1. A control system for a reciprocating device, the control system comprising: (a) a switching valve having a fluid supply inlet, an exhaust outlet, a first drive line, and a second drive line, wherein the valve may alternate between a first position wherein the fluid supply inlet is connected to the first drive line and a second position wherein the fluid supply inlet is connected to the second drive line;(b) means for alternating the valve from the first position to the second position;(c) a reciprocating device that is operable to move in a first direction due to fluid pressure in the first drive line and a second, opposed, direction due to fluid pressure in the second drive line;(d) an exhaust circuit providing fluid communication between the first drive line, the second drive line and the exhaust outlet, wherein said exhaust circuit comprises a first flow restrictor disposed between the first drive line and the exhaust outlet, and a second flow restrictor disposed between the second drive line and the exhaust outlet.

2. The control system of claim 1 wherein the exhaust circuit comprises a “T” fitting connecting the first and second flow restrictors and the exhaust outlet.

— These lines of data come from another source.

PR #1456, opened 2026-08-14
fix(db-blocks): let a remote signer sign blocks with a secp256r1 key

### LINKED ISSUE #1319: compute_signature rejects Secp256r1 before the remote-signer branch — Secure Enclave (P-256) identities cannot sign blocks
## Summary

`compute_signature` rejects `Secp256r1` before the remote-signer branch is reached, so a TEE-backed identity using a P-256 key cannot sign blocks — even though the code's own comment says remote signers exist so that "mobile/TEE and Orbis-backed identities use the same path".

macOS Secure Enclave keys are P-256. That is the one key type a Secure Enclave can produce.

## Detail

`crates/db-blocks/src/lib.rs:79-105`:

```rust
// Only secp256k1, Ed25519, and BLS are supported for block signing.
// ...
// BLS is a Rust-specific extension wired through a remote signer (Orbis ring)
match signer.key_type {
    SigningKeyType::Secp256k1 | SigningKeyType::Ed25519 | SigningKeyType::Bls => {}
    other => {
        return Err(format!("unsupported key type for signing. KeyType: {}", other));
    }
}

// Determine signature type and sign. Remote signers can back any supported
// key type so mobile/TEE and Orbis-backed identities use the same path.
let sig_type: SignatureType = signer.key_type.into();
let sig_bytes = if let Some(remote) = signer.remote_signer.as_ref() {
    remote.sign_sync(&block_bytes, signer.signing_authorization.as_ref())?
} else { ... };
```

The guard runs first, so a `SigningConfig` with `key_type: Secp256r1` and a perfectly functional `remote_signer` never reaches `remote.sign_sync`.

This is not a type that was never meant to sign — `Secp256r1` is a declared `SigningKeyType` (`crates/defra-core/src/signing.rs:56`) with a defined signature mapping to `SignatureType::ES256` (`signing.rs:79`). The mapping exists; the guard blocks it.

## How this is reached

In [gents](https://github.com/source-inc/gents), the macOS Secure Enclave identity backend registers exactly this shape (`crates/gents/src/identity.rs:271-283`):

```rust
let signer = MacosSecureEnclaveSigner::load(label, create_if_missing)?;
defra_core::signing::store_identity(&did, SigningConfig {
    key_type: SigningKeyType::Secp256r1,
    private_key_bytes: Vec::new(),          // key is non-extractable, as intended
    public_key_bytes: public_key_bytes.clone(),
    remote_signer: Some(Arc::new(signer)),  // TEE-backed
    signing_authorization: None,
});
```

Because the Secure Enclave backend also configures a node identity DID, block signing is active for that deployment. Any block write that goes through `compute_signature` would then fail with `unsupported key type for signing. KeyType: secp256r1` rather than signing via the Secure Enclave.

## Expected

`Secp256r1` should be permitted when a `remote_signer` is present, since the signing is delegated and the local-key path is not involved. The local-key `match` further down can continue to reject it with a clear "non-extractable key requires a remote signer" style error.

Suggested shape: allow the key type through the guard when `signer.remote_signer.is_some()`, keeping the existing rejection for local signing.

## Notes

- Also worth confirming the intended verification story: `SignatureType::ES256` must be verifiable by peers for these blocks to be useful across replication.
- Related but separate: `Signature.identity` carries the hex-encoded public key rather than a DID, and field blocks with `priority > 1` are unsigned by design (`lib.rs:85-89`). Both are fine, but they surprised us — worth a line in the signing docs.

vertexclique:
Closes #1319.

`compute_signature` had two lists of accepted key types: an early guard and the local-signing match. They disagreed, so a Secure Enclave identity with a working `remote_signer` was rejected before reaching it. Removed the guard; the match decides alone.

- `Secp256r1` + remote signer: signs, as `ES256`.
- `Secp256r1` without one: refused by name, since the key cannot be exported.

The existing test asserting the old behaviour is inverted rather than deleted, and now checks the signature actually verifies against the block bytes.

Btw Go verifies these via `VerifyBlockSignatureWithKey`, but its P2P path derives the key from the signature header, which has no `ES256` arm at v1.0.0. Replication to a Go peer needs that arm upstream. @jackzampolin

3. The control system of claim 1 or 2 wherein the exhaust circuit further comprises an “&” logic valve, which selectively connects the first driveline to the exhaust, when the pressure in the first driveline is lower than the pressure in the second driveline, and selectively connects the second driveline to the exhaust, when the pressure in the second driveline is lower than the pressure in the first driveline.

4. The control system of claim 1 or 2, wherein the exhaust circuit further comprises a first quick exhaust valve which selectively connects the first driveline to the exhaust when the pressure in the second driveline is higher than the pressure in the first driveline, and a second quick exhaust valve, which functions oppositely to the first quick exhaust valve.

5. The control system of claim 3 wherein the “&” logic valve comprises a poppet and sleeve disposed within a valve manifold, wherein the poppet is slidably moveable within the sleeve to align ports connected to the first driveline, the second driveline and the exhaust.

6. The control system of claim 4 wherein one or both of the first and second quick exhaust valves comprises an “OR” logic valve.

7. The control system of claim 6 wherein the “OR” logic valve comprises a shuttle valve.